La semaine dernière, la Cour fédérale du Canada a jugé que le refus du gouvernement canadien de demander le rapatriement de M. Omar Khadr au Canada «constitue une atteinte à un principe de justice fondamentale et une violation des droits de M. Khadr au Canada en vertu de l'article 7 de la Charte». La Cour a ordonné au gouvernement de solliciter le rapatriement de M. Khadr dès que cela sera possible.

Le lendemain du jugement, l'Association du Barreau canadien a rédigé une lettre adressée au premier ministre Stephen Harper et au président des Etats-Unis, Barack Obama, exhortant leurs gouvernements respectifs de collaborer, dans les plus brefs délais, afin de faciliter le rapatriement de M. Khadr, le seul ressortissant d'un pays occidental encore détenu dans la prison de Guantánamo Bay.

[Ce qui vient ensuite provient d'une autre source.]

PR #7409, opened 2023-10-25
Poll releases instead of tags for updates, plus misc changes

mamccorm:
Poll for updates using git releases instead of tags. Added filter to exclude the only non-conventional release name. Also applied some general updates to align with some recent changes made to our FIPS image variant.

### DIFF
--- a/keycloak.yaml
+++ b/keycloak.yaml
@@ -21,6 +21,7 @@ environment:
       - ca-certificates-bundle
       - nodejs-18
       - openjdk-17
+      - openjdk-17-default-jvm
       - wolfi-base
       - wolfi-baselayout
   environment:
@@ -40,6 +41,10 @@ pipeline:
       patches: bump-xmlsec.patch
 
   - runs: |
+      # Upstream removed `keycloak-js-adapter` as a build-time dependency (March 2023).
+      # The maven build now pulls this in as a pre-compiled jar. Filed upstream
+      # issue to query: https://github.com/keycloak/keycloak/issues/24320.
+
       # Keycloak installation. Note we use the maven wrapper as configured in
       # the source repo to build - ensures the correct maven version for
       # building the project, preventing issues such as CI hangs.
--- a/keycloak.yaml
+++ b/keycloak.yaml
@@ -1,7 +1,7 @@
 package:
   name: keycloak
   version: 22.0.5
-  epoch: 1
+  epoch: 2
   description: Open Source Identity and Access Management For Modern Applications and Services
   copyright:
     - paths:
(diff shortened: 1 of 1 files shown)


keycloak.yaml
```diff
@@ -10,22 +10,22 @@ package:
...
 environment:
   contents:
     packages:
+      - bash
       - busybox
       - ca-certificates-bundle
-      - curl
-      - maven
-      - openjdk-17
-      - openjdk-17-default-jvm
```
rawlingsj, line 24: Do we build keycloak from source?  I was a little surprised that we didn't need `openjdk-17-default-jvm` and when I checked the logs of the CI build it looks like we are fetching prebuilt jars rather than doing a maven build.  Just wanted to check if that is the case and expected.

keycloak.yaml
```diff
@@ -10,22 +10,22 @@ package:
...
-      - bash
       - nodejs-18
```
rawlingsj, line 22: Similar to the comment above, I couldn't see in the CI build logs where a node build was happening, so just checking that this is needed?

keycloak.yaml
mamccorm: Thanks for taking a look. With regards to maven, we need to invoke the maven wrapper and use the project-defined version of maven to compile keycloak, so i'm guessing thats the jars your referring to? This was the original PR: https://github.com/wolfi-dev/os/pull/6350. theres an internal slack thread I can link you on as well via 1-1 if interested

keycloak.yaml
mamccorm: Sure, so if node is missing the build will eventually with an error similar to the below:

```
The parameters 'nodeVersion' for goal com.github.eirslett:frontend-maven-plugin:1.12.1:install-node-and-pnpm are missing or invalid
```

keycloak.yaml
mamccorm: So it looks like upstream made a change several months ago, where they've removed a build-time dependency on `keycloak-js-adapter`, and instead consume it as a pre-compiled jar. That explains why we needed `openjdk-17-default-jvm` in our builds originally and why it looks to be no longer required.

This doesn't look like an ideal change or something that is properly documented / clarified on their side. I've dropped over an issue to upstream:

- https://github.com/keycloak/keycloak/issues/24320

I'll also add a note to melange clarifying this. Good catch spotting this one

mamccorm: Have updated with a comment in melange and also added back the jvm, in case keycloak decide to revert the change or we need to build some custom release from an older branch / release that requires it. @rawlingsj would you mind another peak?

rawlingsj (approved):

keycloak.yaml
rawlingsj: lgtm thanks!

mamccorm:
Going to fix this up proper and build keycloak-js-adapter-jar from source. Will take a bit of extra time to test so i'll re-submit again.

PR #7455, opened 2023-10-26
adds sqlpad package

mritunjaysharma394:
Fixes:

Related:

#### For new package PRs only

#### For new version streams

#### For security-related PRs

#### For version bump PRs

#### For PRs that add patches

### DIFF
--- a/sqlpad.yaml
+++ b/sqlpad.yaml
@@ -1,6 +1,6 @@
 package:
   name: sqlpad
-  version: 7.1.2
+  version: 7.1.3
   epoch: 0
   description: Web-based SQL editor. Legacy project in maintenance mode.
   copyright:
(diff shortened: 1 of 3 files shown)


sqlpad.yaml
```diff
@@ -0,0 +1,47 @@
+package:
+  name: sqlpad
+  version: 7.1.3
```
rawlingsj, line 3:
```suggestion
  version: 7.1.3 # when updating check the patch below as it contains dependency version updates which may downgrade if upstream upgrades them
```

sqlpad.yaml
```diff
@@ -0,0 +1,47 @@
...
+      - nodejs-18
+      - yarn
+
+environment:
+  contents:
+    packages:
+      - busybox
+      - build-base
+      - yarn
+      - nodejs-18
```
rawlingsj, line 19: just checking - does this have to be pinned to `nodejs-18`?  Am wondering if `nodejs` would be fine which today is nodejs-20.  Just means we don't have to manage this in the future.

mritunjaysharma394: As much I remember, when I tried last, it failed and had to check sqlpad and they supported version 18 that's why I pinned it, let me re-try

mritunjaysharma394: Here https://github.com/sqlpad/sqlpad/blob/master/.nvmrc

mritunjaysharma394: No worries at all, just done, thanks

rawlingsj (approved):

PR #7462, opened 2023-10-26
fix the metadata-writer.py path in compat package and fix CVEs

developer-guy:
Fixes:

Related:

#### For new package PRs only

#### For new version streams

#### For security-related PRs

#### For version bump PRs

#### For PRs that add patches


kubeflow-pipelines.yaml
```diff
@@ -213,7 +213,7 @@ subpackages:
     pipeline:
       - runs: |
           mkdir -p ${{targets.subpkgdir}}/kfp/metadata_writer
-          ln -s /usr/lib/python3.11/site-packages/metadata_writer.py "${{targets.subpkgdir}}"/kfp/metadata_writer/
+          ln -s /usr/lib/python3.12/site-packages/metadata_writer.py "${{targets.subpkgdir}}"/kfp/metadata_writer/
```
mamccorm, line 216: Could we use a wildcard so when we've a minor python3.x bump again in future we'll not need to increment this?

```
ln -s /usr/lib/python3.*/site-packages/metadata_writer.py "${{targets.subpkgdir}}"/kfp/metadata_writer/
```

Haven't tested but assume that'd work?

developer-guy: let me quickly check that! great idea.

developer-guy: unfortunately, it didn't work.

developer-guy:
I have created an advisories for CVEs: https://github.com/wolfi-dev/advisories/blob/c23a36957638522dfed555fd2f2f8785d6a5ec3a/kubeflow-pipelines.advisories.yaml#L4

kubeflow-pipelines.yaml
```diff
@@ -157,13 +148,13 @@ subpackages:
...
-          npm ci
-          npm run postinstall
+          npm i
           npm run build
           cp -r ./build/* ${{targets.subpkgdir}}/client/
           cd ./server
-          npm ci
+          npm i
           npm run build
           mv ./* ${{targets.subpkgdir}}/server/
```
julienv3, line 160: The npm modules that have CVEs are all copied through the `/server` dir, because `/build` doesn't contain any.
The build steps (copied from their dockerfile) actually ship all dev dependencies with `/server`.
You can fix that by `npm ci` to build and then `rm` + `npm ci --production` to install only runtime deps.
Combine it with an extra `npm audit fix` before and you _should_ be dealing with a much more manageable list of CVEs.

```suggestion
          npm ci
          npm run postinstall
          npm run build
          cp -r ./build/* ${{targets.subpkgdir}}/client/
          cd ./server
          npm ci
          npm run build
          rm -rf ./node_modules
          npm audit fix --package-lock-only
          npm ci --production
          mv ./* ${{targets.subpkgdir}}/server/

```

Note: I was able to get the frontend running with `npm audit fix --package-lock-only --force`, but I have no idea what will break at runtime if you do this, so you'd want to do some thorough testing or resort to advisories for these.

developer-guy: thank you so much!

>but I have no idea what will break at runtime if you do this, so you'd want to do some thorough testing or resort to advisories for these.

yes definitely I hope the tests is going to tell us what went wrong.

rawlingsj: Is there still more to do with this review comment?  I re-ran the failing scan CI check and there's still some CVEs detected which could be patched or advisories created for.

developer-guy: I already created here: 

- https://github.com/wolfi-dev/advisories/pull/432

mamccorm (dismissed):
looks good. spotted one new CVE in the last 2 days related to kubernetes 1.11 version. project cannot be upgraded as does not compile with newer version. @developer-guy please submit one more advisory

kubeflow-pipelines.yaml
```diff
@@ -1,6 +1,6 @@
 package:
   name: kubeflow-pipelines
-  version: 2.3.0
```
imjasonh, line 3: Why is this downgrading to 2.0.3?

Anything that depends on `kubeflow-pipelines` without selecting a version will pick up the latest package, which is 2.3.0 and won't include your changes here.

imjasonh: Oh I see 2.0.3 looks like the latest version, but KFP SDK is 2.4.0 with a previous 2.3.0: https://github.com/kubeflow/pipelines/releases

Do we need to withdraw some packages?

developer-guy: the latest version is https://github.com/kubeflow/pipelines/releases/tag/2.0.3. they also use sdk- version to keep track kfp sdk's only.

developer-guy: I noticed that when I looked at the tags of the images of the kubeflow-pipelines components. The latest is 2.0.3

developer-guy: > Do we need to withdraw some packages?
I think so yes!

developer-guy: added packages that needs to be withdrawn to withdrawn.txt.

developer-guy:
We recently discovered that we had been using the incorrect version stream, specifically the one labeled as 'sdk-'. Upon closer examination, I realized that I had been searching for the version I needed within the image tags to compare the count of Common Vulnerabilities and Exposures (CVEs) between two versions. It became apparent that the 'sdk-' version stream is primarily intended for releasing KFP SDKs, and not suitable for our purposes.

I conducted a comparison between the two version streams, and it appeared that there were no discernible differences. However, I believe it would be prudent to switch to the original version stream, which is '2.0.x'. This change is important because using the 'sdk-' version stream could potentially lead to the publication of incorrect image tags. These two version streams are distinct and may have different release frequencies, making it crucial for us to ensure that we're using the right one to avoid any unintended issues.

Switching to the correct version stream will necessitate the removal of the incorrectly versioned packages, which entails some operational effort.

WDYT?

kubeflow-pipelines.yaml
```diff
@@ -62,29 +59,32 @@ pipeline:
...
-
-          go get golang.org/x/mod@v0.12.0
-
-          # Mitigate GHSA-gwc9-m7rh-j2ww
-          # Mitigate GHSA-8c26-wmh5-6g9v
-          go get golang.org/x/crypto@1baeb1ce4c0b
-
           # GHSA-p782-xgp4-8hr8
           go get golang.org/x/sys@v0.8.0
+          go get golang.org/x/text@v0.9.0
```
mamccorm, line 83: Looks like this used to be commented with #GHSA-69ch-w2m2-3vjp, but now it's not. Any reason? It doesn't look to be part of GHSA-p782-xgp4-8hr8.

Likewise for the others here?

mamccorm:
Overall looks good, added a query about patch comments. I'm not as familiar with the process for withdrawing packages (yet), so i'll let someone else do the final review / sign-off

imjasonh (dismissed):

mamccorm (dismissed):

kubeflow-pipelines.yaml
developer-guy: I removed it by an accident, re-added, thank you!

mamccorm (approved):

kubeflow-pipelines.yaml
tuananh: or you could get version from python :)

```sh
$ python -c 'import sys; print("%s.%s" % (sys.version_info.major, sys.version_info.minor))'
3.11
```

PR #7478, opened 2023-10-27
Add logging operator compat subpackage for fluentd

found-it:
Fixes:

The[ logging operator](https://kube-logging.dev/) builds its own fluentd image which uses a custom entrypoint and healthcheck script. This just grabs those scripts and places them in a subpackage for fluentd 1.16

Related:

#### For new package PRs only

### DIFF
--- a/ruby3.2-fluentd-1.16.yaml
+++ b/ruby3.2-fluentd-1.16.yaml
@@ -2,7 +2,7 @@ package:
   # fluentd supported versions: https://github.com/fluent/fluentd/blob/master/SECURITY.md
   name: ruby3.2-fluentd-1.16
   version: 1.16.2
-  epoch: 2
+  epoch: 3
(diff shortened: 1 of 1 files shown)


ruby3.2-fluentd-1.16.yaml
```diff
@@ -64,6 +64,19 @@ pipeline:
...
 
+subpackages:
+  - name: ${{package.name}}-logging-operator-compat
+    description: Entrypoint used by the logging operator image
+    dependencies:
+      runtime:
+        - busybox
+    pipeline:
+      - runs: |
+          git clone https://github.com/kube-logging/fluentd-images.git
```
imjasonh, line 75: Can you fetch or checkout a commit, just so this doesn't move forward unexpectedly?

found-it: Good call, they don't have togs or releases so I just pinned to the current commit

imjasonh (approved):

PR #7659, opened 2023-10-30
Run CI using pull_request_target

imjasonh:
Opening this as draft to start discussion.

We have a CI check today that runs package diffs and posts PR comments, which are great. We'd love to have more of these kinds of automation.

However, because the workflow requires `pull_request: write` permissions, it doesn't have permission to write PR comments when the PR is coming from a fork repo (as most Wolfi developers use today). Wolfi-bot's PRs are opened from a branch on the wolfi-dev/os repo, so those get the package diff comments, but otherwise most PRs don't get those.

Switching to `pull_request_target` will mean PRs from forks will be able to post PR comments, _but_, it means PRs won't be able to update the GH workflow definition and have it apply in the PR itself. This means that changes to CI workflows will be a bit harder to make, since you'll have to wait until the following PR to see if they worked or not.


jonjohnsonjr (approved):

pdeslaur (approved):

jonjohnsonjr (approved):

pdeslaur:
I think we'll have to force merge this one!

.github/workflows/ci-build.yaml
```diff
@@ -1,7 +1,13 @@
...
 
 on:
-  pull_request:
+  # When a PR is opened from a fork repo, we want to be able to
+  # get permission to post comments on the PR. The workflow
+  # will be defined by the workflow definition *at HEAD*, not
+  # from the PR. When iterating on this workflow, you may want to
+  # change this to `pull_request` and create your PR from a
+  # branch on this repo, instead of from a fork.
+  pull_request_target:
```
mattmoor, line 10: `tl;dr` Before we do this, let's narrow the scope of where we need write permissions.

Right now, the vast majority of workflows in this file have:
```yaml
permissions:
  contents: read
```

Which is great. However, the `build` workflow, which runs untrusted code asks for:
```yaml
permissions:
  contents: read
  pull-requests: write # so we have permission to comment on pull requests
```

Let's split up `build` into a phase that only needs `contents: read`:
1. Checks out the PR
2. Builds the APK(s)
3. Uploads the APK(s) to the PR

Then have a follow-on workflow that elevates to `pull-requests: write` and:
1. Downloads the APKs
2. Diffs the APKs against the latest build
3. Posts the diff to the PR

The key feature of this second workflow is that it does not execute any code from the checkout, which is not the case with this change as-is.

Issue #6063, opened 2023-09-29
image-magick:7.1.1-18


ahmetak4n:
### What software would you like us to add to wolfi-os. Ideally include a URL to the project and its source.

[ImageMagick®](https://imagemagick.org/) is a free and [open-source](https://imagemagick.org/script/license.php) software suite for displaying, converting, and editing raster image and vector image files. It can read and write over 200 image file [formats](https://imagemagick.org/script/formats.php), and can support a wide range of image manipulation operations, such as resizing, cropping, and color correction.

### which versions of the software should we include?

7.1.1-18

### Add some justification for why this specific package and versions are important.

ImageMagick is so popular image editing libraries. Dev teams requires this libraries while resize, edit or converting images in run-time. 7.1.1-18 is latest version of image magick

### Please check all that apply

- [X] This package has an un-restrictive license
- [X] The package/versions proposed are actively maintained upstream
- [X] I am interested in adding this package to Wolfi OS myself
- [X] I am willing to help maintain this package

Also I prepared a pull request for the package. #6064

ajayk:
This was addressed by #7697

PR #7697, opened 2023-10-31
Add ImageMagick.

amouat:
This is in progress and still needs subpackages split out. We're also missing some libraries so some formats are not currently supported.

Will add update data shortly...

Fixes:
https://github.com/wolfi-dev/os/issues/6063
Related:
https://github.com/wolfi-dev/os/pull/6064

#### For new package PRs only

- [ x ] This PR is marked as fixing a pre-existing package request bug
- [ x ] REQUIRED - The package is available under an OSI-approved or FSF-approved license
It's a variant of Apache
- [ x ] REQUIRED - The version of the package is still receiving security updates

### DIFF
--- a/imagemagick.yaml
+++ b/imagemagick.yaml
@@ -1,35 +1,36 @@
 package:
-    name: imagemagick
-    version: 7.1.1.21
-    epoch: 0
-    description: Tools and libraries for manipulating common image formats
-    copyright:
-        - license: ImageMagick
+  name: imagemagick
+  version: 7.1.1.21
+  epoch: 0
+  description: Tools and libraries for manipulating common image formats
+  copyright:
+    - license: ImageMagick
+
 environment:
-    contents:
-        packages:
-            - busybox
-            - ca-certificates-bundle
-            - build-base
-            - automake
-            - autoconf
-            - chrpath
-            - fftw-dev
-            - fontconfig-dev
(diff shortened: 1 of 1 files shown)


amouat:
Oh and the fetch is wrong. On it...

cpanato (commented):
it lgtm

are we going to fix the cves before merging? or are you okay with that?

amouat:
@cpanato I don't know how we can do that? I think we have to merge then issue advisories, right?

This is the newest version of the package, it should contain all fixes.

cpanato:
@amouat, but maybe those cves are new and are not in the latest release :/

This is a new package, so I think we don't need to add advisories, only if we merge as is and fix it later

cc @luhring to correct me if i am wrong

amouat:
Not sure I follow, maybe we should have a call?

I think the issue is the ImageMagick CVE data doesn't specify versions, so it applies to all versions unless an advisory is issued.

rawlingsj (approved):
Approving as advisories will follow.

luhring:
>This is a new package, so I think we don't need to add advisories, only if we merge as is and fix it later
>
>cc @luhring to correct me if i am wrong

It's only "fixed" advisories that don't get added when a package is first introduced. Other advisories can and should be used as needed for new packages

PR #7861, opened 2023-11-01
py3-pandas: switch back to samurai

kaniini:
Add a patch to add the missing dependency relationships, so that Samurai gets the build order right.


vaikas (approved):
Thanks!!!

PR #7863, opened 2023-11-01
pyarrow: ignore dev tags for update

ajayk:
Related to https://github.com/wolfi-dev/os/pull/7857 

this tried to pull a dev tag from apache-arrow


pyarrow.yaml
```diff
@@ -45,9 +45,9 @@ update:
   # There are some other things like js-* that break our update block.
   ignore-regex-patterns:
     - 'js-'
+    - '.*\.dev$'
```
debasishbsws, line 48:
```suggestion
    - '.*\\.dev$'
```
I am not sure but I think in wolfictl if this is directly passed in `regexp.Compile()` it will give an error `unknown escape`

Because, in Go strings, the backslash itself is an escape character, so we need to escape the backslash with another backslash (`\\`). So `\\.` in a Go string becomes `\.` in the regular expression, which matches a literal dot.

---
This will give the error:
```go
func main() {
	str1 := "Hello.dev"
	regex, err := regexp.Compile(".*\.dev$")
	if err != nil {
		fmt.Printf("failed to compile regex: %v\n", err)
		return
	}
	if regex.MatchString(str1) {
		fmt.Println("str1 matched")
	}
}
```

debasishbsws: I am not sure what happens when we marshal data from json or yaml, will it take care of the escape character or not. Have to check

debasishbsws: Okay looks like with yaml Unmarshal it takes everything literally. So no issue.

ajayk: cc: @rawlingsj

ajayk: somehow the regex seems to be working for arrow and other few packages , I will check this out soon

debasishbsws: Yes, it should be. As we are passing the regex from this Yaml file and golang unmarshal it without treating '\' as an escape character.

rawlingsj: So just confirming this conversation / concern can be resolved?

debasishbsws: Yes, It is resolved. You can merge it.

luhring (approved):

Cela fait presque deux ans que nous nous élevons contre le procès militaire de M. Khadr et que nous exigeons son rapatriement. Remarquez que nous ne prenons pas position quant à sa culpabilité ou son innocence. Notre souci se résume à ceci : M. Khadr doit être en mesure de se prévaloir de son droit à un procès équitable et mené conformément aux mesures de protection procédurales ainsi qu'aux considérations particulières qui sont accordées à un mineur, telles que prévues par les lois canadiennes et le droit international. Le système de justice canadien est fort bien équipé pour porter un jugement équitable, et de manière transparente, quant à la culpabilité de M. Khadr tout en tenant compte de son statut de mineur au moment du crime allégué.

Nous avons accueilli favorablement la décision du président Obama de se donner un an pour fermer la prison de Guantánamo Bay et de confier à ses fonctionnaires la tâche d'examiner le statut de tous les prisonniers. C'est certainement un pas dans la bonne direction.

Il reste que M. Khadr n'avait que 15 ans, lorsqu'il a été blessé au combat en Afghanistan, et était donc un enfant en vertu des dispositions de la Convention relative aux droits de l'enfant. On a privé M. Khadr des protections les plus élémentaires de la procédure équitable, normalement la moindre des choses dans un état où règne la primauté du droit. Il s'est vu priver du droit de consulter un avocat et le droit de savoir ce dont il était accusé.

Par ailleurs, on ne lui a pas reconnu ses besoins particuliers ou son statut en tant que mineur, comme l'exige le Protocole facultatif à la Convention relative aux droits de l'enfant, concernant l'implication d'enfants dans les conflits armés.

M. Khadr a été détenu avec l'ensemble des autres prisonniers à Guantánamo Bay, sans avoir accès aux soins physiques ou psychologiques ou aux services pédagogiques qui auraient contribué à sa réinsertion. La Cour fédérale du Canada a jugé que le traitement réservé à M. Khadr constituait une violation des dispositions de la Convention relative aux droits de l'enfant et la Convention contre la torture et autres peines ou traitement cruels, inhumains et dégradants.

Le moment est venu pour que le gouvernement canadien avise les Etats-Unis qu'il est disposé à négocier les conditions de rapatriement de M. Khadr au Canada, afin de faire face à la justice canadienne. Nous exhortons également le gouvernement des Etats-Unis à négocier les conditions de rapatriement de M. Khadr avec le gouvernement canadien et à transférer celui-ci toute preuve disponible relative à sa conduite.

Les deux dirigeants doivent arriver à une entente qui reconnaisse les obligations internationales de respect des droits de la personne, de la procédure équitable et de la primauté du droit, ainsi que l'intérêt d'assurer la sécurité nationale de nos deux pays.

L'auteur est le président de l'Association du Barreau canadien.